“民心可用,大义在手,蒋家罪行滔天,已触国本。
此刻发难,阻力最小,胜算最大。
内兄这是将斩向蒋家的刀,也递到了你手中,让你能以此为由,直指中枢,问罪于那纵容蒋家、以致朝纲失衡、民生凋敝的根源所在!”

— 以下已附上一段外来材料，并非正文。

PR #773, opened 2025-10-06
ERMINAZ: Fix SSDV reception

kerel-fs:
The ERMINAZ team changed their downlink protocol,  in this patch I'm addressing the remaining changes to fix SSDV reception.

SSDV packets are 256 bytes now, encapsulated into CCSDS Space Packets and transfered in 128 bytes fixed-length Transfer Frames.

I had already implemented a new packet extraction method before I found the existing [`telemetry_packet_reconstruction` block](https://github.com/daniestevez/gr-satellites/blob/main/python/ccsds/telemetry_packet_reconstruction.py). Thus, this pull request is considered a draft, and I'll have to address the code duplication before it is ready for review.

### DIFF
--- a/examples/ccsds/TM_Packet_with_Space_Packet.grc
+++ b/examples/ccsds/TM_Packet_with_Space_Packet.grc
@@ -47,7 +47,7 @@ blocks:
     bus_sink: false
     bus_source: false
     bus_structure: null
-    coordinate: [80, 132]
+    coordinate: [64, 128.0]
     rotation: 0
     state: enabled
 - name: pdu_random_pdu_0
@@ -66,7 +66,7 @@ blocks:
     bus_sink: false
     bus_source: false
     bus_structure: null
-    coordinate: [472, 36.0]
+    coordinate: [352, 112.0]
     rotation: 0
     state: true
 - name: satellites_ccsds_telemetry_parser_0
@@ -81,7 +81,7 @@ blocks:
     bus_sink: false
     bus_source: false
     bus_structure: null
-    coordinate: [632, 424]
+    coordinate: [200, 360.0]
     rotation: 0
     state: enabled
 - name: satellites_space_packet_parser_0
@@ -98,7 +98,7 @@ blocks:
     bus_sink: false
     bus_source: false
     bus_structure: null
-    coordinate: [880, 412]
+    coordinate: [680, 352.0]
     rotation: 0
     state: enabled
 - name: satellites_space_packet_primaryheader_adder_0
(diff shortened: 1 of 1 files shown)


kerel-fs:
From the recording shared in #770, 684 transfer frames can be decoded: [erminaz_2026-09-20.kss.zip](https://github.com/user-attachments/files/22726904/erminaz_2026-09-20.kss.zip)

```
❯ kiss_info /tmp/erminaz_2026-09-20.kss
Input File: /tmp/erminaz_2026-09-20.kss
Total:       684 frames

Frame sizes:
  128 bytes - 684 frames

First timestamp: 2025-09-20 20:43:14.777000+00:00
Last timestamp:  2025-09-20 20:45:52.470000+00:00
```

There are 16 SSDV packets for a single image (`image_id=0x55`) in this recording:
```
❯ gr_satellites_ssdv --satellite ERMINAZ /tmp/erminaz_2026-09-20.kss /tmp/ssdv
Calling SSDV decoder for image 0x55
Callsign: DP0SAT
Image ID: FF
Resolution: 128x112
MCU blocks: 224
Sampling factor: 1x1
Quality level: 4
Read 16 packets
```

kerel-fs:
Issue encountered with the original `telemetry_packet_reconstruction` block:
- No detection of frame loss, thus recovery of the packet reconstruction function after a lost frame is delayed.
- No idle frame detection
- TM Frames created with the `TM_Packet_with_Space_Packet.grc` flowgraph seem to have an unexpected size (to be investigated further)

I'd like to add frame loss detection as optional feature:
> reset_on_frame_loss (bool): If enabled, check virtual channel frame counter to detect lost frames.

tbd: Check why "TM_Packet_with_Space_Packet.grc" fails with the new block implementation (even if frame loss detection is disabled).

daniestevez:
The original `telemetry_packet_reconstruction` block was written by a Google Summer of Code student, alongside other blocks to process CCSDS. It hasn't been used much or maintained much. So I wouldn't be surprised that it has shortcomings, and it seems fine to me to throw away (ignore) this code and write something better.

Ideally we would have a gr-satellites transport (just like the [KISS transport](https://github.com/daniestevez/gr-satellites/blob/main/python/components/transports/kiss_transport.py)) that defragments CCSDS Space Packets.

I have [the following code](https://github.com/daniestevez/jupyter_notebooks/blob/master/Tianwen/ccsds.py#L67) to defragment space packets. It supports both TM Space Data Link frames and AOS frames, and it has been tested with many deep space missions and in different cases of frame loss and formatting subtleties (such as part of the packet zone being filled with padding rather than idle Space Packets), so I can vouch that this code is very robust. This code could directly go into a CCSDS Space Packet transport. The `construct` structures that are needed for parsing would go with the rest of the telemetry parsers in the `python/telemetry` directory (we probably already have some of these in gr-satellites).

PR #831, opened 2026-05-27
Add length checks in packet cropping

daniestevez:
When cropping a packet, the call to pmt.init_u8vector(len, data) can result in copying out-of-bounds data if len(data) < len. This adds lengths checks to the cc11x_packet_crop, sx12xx_packet_crop and spino_crop. Additionally, the maximum packet length (used by the sync_to_pdu_packed block) of deframers that use a cc11x_packet_crop or sx12xx_packet_crop block with 2 bytes of CRC has been increased to 258 bytes, so that it's impossible to run into this case.

### DIFF
--- a/python/sx12xx_packet_crop.py
+++ b/python/sx12xx_packet_crop.py
@@ -40,6 +40,11 @@ class sx12xx_packet_crop(gr.basic_block):
         packet = bytes(pmt.u8vector_elements(msg))
 
         packet_length = packet[0] + 1 + self.crc_len
+        if packet_length > len(packet):
+            print(
+                f'packet length {packet_length} greater than '
+                f'PDU size {len(packet)}; dropping)')
+            return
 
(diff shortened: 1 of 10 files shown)


python/sx12xx_packet_crop.py
```diff
@@ -40,6 +40,11 @@ def handle_msg(self, msg_pmt):
         packet = bytes(pmt.u8vector_elements(msg))
 
         packet_length = packet[0] + 1 + self.crc_len
+        if packet_length > len(packet):
+            print(
+                f'packet length {packet_length} greater than '
+                f'PDU size {len(packet)}; dropping)')
```
Marnick39, line 46: Cosmetic: there's a stray `)` in the sx12xx drop-message string

daniestevez: Good catch! Addressed in #834.

PR #840, opened 2026-07-03
Add MIST support

william-stacken:
See https://github.com/daniestevez/gr-satellites/discussions/837

### DIFF
--- a/python/satyaml/MIST.yml
+++ b/python/satyaml/MIST.yml
@@ -1,0 +1,34 @@
+name: MIST
+norad: ~
+data:
+  &tlm Telemetry:
+    telemetry: ax25
+transmitters:
+  1k2 BPSK downlink:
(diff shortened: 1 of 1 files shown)


python/satyaml/MIST.yml
```diff
@@ -0,0 +1,34 @@
+name: MIST
+norad: ~
```
daniestevez, line 2: This needs to contain a number https://github.com/daniestevez/gr-satellites/actions/runs/28659018391/job/84994933247?pr=840#step:4:614

You should request a temporary NORAD ID from SatNOGS DB.

william-stacken:
@daniestevez Sorry for the wait! We have now obtained a temporary NORAD ID from SatNOGS DB.

daniestevez (approved):
Looks good. Merging.

PR #42, opened 2019-03-19
BG-11479 fix unsupported erc-20 token recoveries

dannybitgo:
https://bitgoinc.atlassian.net/browse/BG-11479

The WRW should be able to broadcast unsupported token recoveries without going through BitGo support. 

The reason is that currently, attempting to recover unsupported tokens from a live ETH wallet will mess up the the sequence ID's of the smart contract. By broadcasting from the WRW, we eliminate this issue. 

Tested locally by Danny

### DIFF
--- a/package-lock.json
+++ b/package-lock.json
@@ -1,6 +1,6 @@
 {
   "name": "BitGoWalletRecoveryWizard",
-  "version": "1.7.0",
+  "version": "1.8.0",
   "lockfileVersion": 1,
   "requires": true,
   "dependencies": {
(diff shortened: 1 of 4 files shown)


marktoda:
> I think we should make this configurable - yes, the seqid hole is an issue for some, but others prefer to not expose their backup key if we are able to cosign with the BitGo key. Thoughts?

Who says they have to expose their backup key? They could perform this recovery with user/bitgo

dacruz21:
Ah, I totally misread the point of this PR - sounds like we are able to auto-recover unsupported tokens now? Looks good to me, but away from my work laptop today - @marktoda can you please merge?

PR #43, opened 2019-03-19
BG-11198 fix CORS issue

dannybitgo:
a CORS issue is preventing us from running some of the functions locally.

https://bitgoinc.atlassian.net/browse/BG-11198

### DIFF
--- a/src/main.js
+++ b/src/main.js
@@ -39,7 +39,7 @@ const template = [{
 function createWindow() {
     debug('creating window');
     // Create the browser window.
-    mainWindow = new BrowserWindow({ width: 1500, height: 768, resizable: true, minWidth: 1366, minHeight: 768 });
+    mainWindow = new BrowserWindow({ width: 1500, height: 768, resizable: true, minWidth: 1366, minHeight: 768, webPreferences: { webSecurity: process.env.NODE_ENV !== 'development' } });
 
     // and load the index.html of the app.
     const startUrl = process.env.ELECTRON_START_URL || url.format({


src/main.js
```diff
@@ -39,7 +39,7 @@ const template = [{
 function createWindow() {
     debug('creating window');
     // Create the browser window.
-    mainWindow = new BrowserWindow({ width: 1500, height: 768, resizable: true, minWidth: 1366, minHeight: 768 });
+    mainWindow = new BrowserWindow({ width: 1500, height: 768, resizable: true, minWidth: 1366, minHeight: 768, webPreferences: { webSecurity: false } });
```
dacruz21: Since this issue only affects local dev, and it reduces security, can we replace this with `{ webSecurity: process.env.NODE_ENV !== 'production' }`?

dacruz21: Hmm actually I know we set that environment variable when we package the application but I have no idea if that actually gets reflected into the program - can you please investigate and let me know if this works?

dannybitgo: nice, this works!

tylerlevine: What is `process.env.NODE_ENV` set to when running for real (ie, when running the packaged version that the customer will run)?

dannybitgo: it gets set to "production" when we do the build, so i'm guessing that carries over and is set whenever a user runs the executable?

tylerlevine: I think you should confirm that guess as I'm not sure that's the case.

dacruz21: Whatever it is, I'm sure it isn't `development` - which is why I inverted the conditional I originally suggested. If it's unset then `null !== 'development'` will be true and security is enabled

dannybitgo: i'll do a build and confirm it just to be sure

dannybitgo: Screen Shot 2019-03-20 at 3 20 55 PM
works in prod

tylerlevine: > Screen Shot 2019-03-20 at 3 20 55 PM
> works in prod

You should run `unset NODE_ENV` before running WRW. I'd be surprised if the value of the environment variable at build time is baked into the binary.

dannybitgo: where should i run unset? just in any terminal on my machine?

tylerlevine: in the terminal you are going to use to start wrw.

Although, it seems like there are better ways to check if the app is completely packaged or not: * https://github.com/sindresorhus/electron-is-dev/blob/master/index.js
* https://github.com/electron-userland/electron-builder/issues/1966

One other thing I'm not quite clear on is this: does the end user need to make these cross origin requests? Or are they only made during WRW development?

dacruz21: CORS is only an issue for local dev. During local dev, the WRW is hosted on a local webserver in order to live-reload. When packaged it is compiled to a static site that is opened by Electron. So no server == no origin == no cross-origin requests

tylerlevine: Thanks for the clarification.

PR #45, opened 2019-04-03
BG-11084 update build scripts

dannybitgo:
https://bitgoinc.atlassian.net/browse/BG-11084

Now that we have the ledger tool's prebuilt binaries, we have to build the Mac dmg on a Mac machine, the Windows exe on a Windows machine, and the Linux .deb on a Linux machine.

This PR updates the build script to include the linux option, and it also separates the Mac/Windows build into two separate commands.


dannybitgo:
had to make one more tweak to windows, but now it works on all machines

PR #47, opened 2019-04-12
BG-11986 update btc public fees endpoint

dannybitgo:
https://bitgoinc.atlassian.net/browse/BG-11986
We must update the btc public fees endpoint. This new BitGoJS has that change.

Here is the corresponding change in BitGoJS that this implements:
https://github.com/BitGo/BitGoJS/pull/309


marktoda:
WRW has a text copy of the SDK?? Confused

dannybitgo:
yeah man idk why, but it does

dannybitgo:
its actually nice because I can get changes in more quickly without having to wait for a new npm release

marktoda:
You could do that by pointing package.json to a commit tag or hash?

Anyways, I don't think I'll be able to give you a meaningful review here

苏禾缓缓抬眸,目光似乎穿透了院墙,投向了那座巍峨而压抑的宫城方向。
她点了点头,声音平静,却蕴含着山雨欲来的力量:
“大哥行事向来剑走偏锋,却总能在绝境中开辟通途。
这一次……他送来的不仅是蒋家的罪证,更是一个契机,一个让这积弊已久的朝堂,彻底变天的契机。”
她周身的气息,随着话语,一丝丝变得凛冽。
那不仅仅是准备审理一桩冤案的状态,更是一种即将踏入风暴中心、执棋定鼎的决绝。
单简上前一步,与她并肩而立,身姿同样挺拔如松,仿佛两柄即将同步出鞘的绝世名剑,锋芒互相映照,锐不可当。
他低声道,每一个字都斩钉截铁:
“府内一切,我已安排妥当。
所有暗卫精锐,皆已就位,守死后院与要害通道,确保你无后顾之忧。
前庭……便是殿下的战场,亦是殿下通向那座至高之位的起点。”
他喊她“殿下”?
苏禾侧首,看向身边这个无论在何种惊涛骇浪中都坚定站在她身侧、为她扫清障碍、铺平道路的男人。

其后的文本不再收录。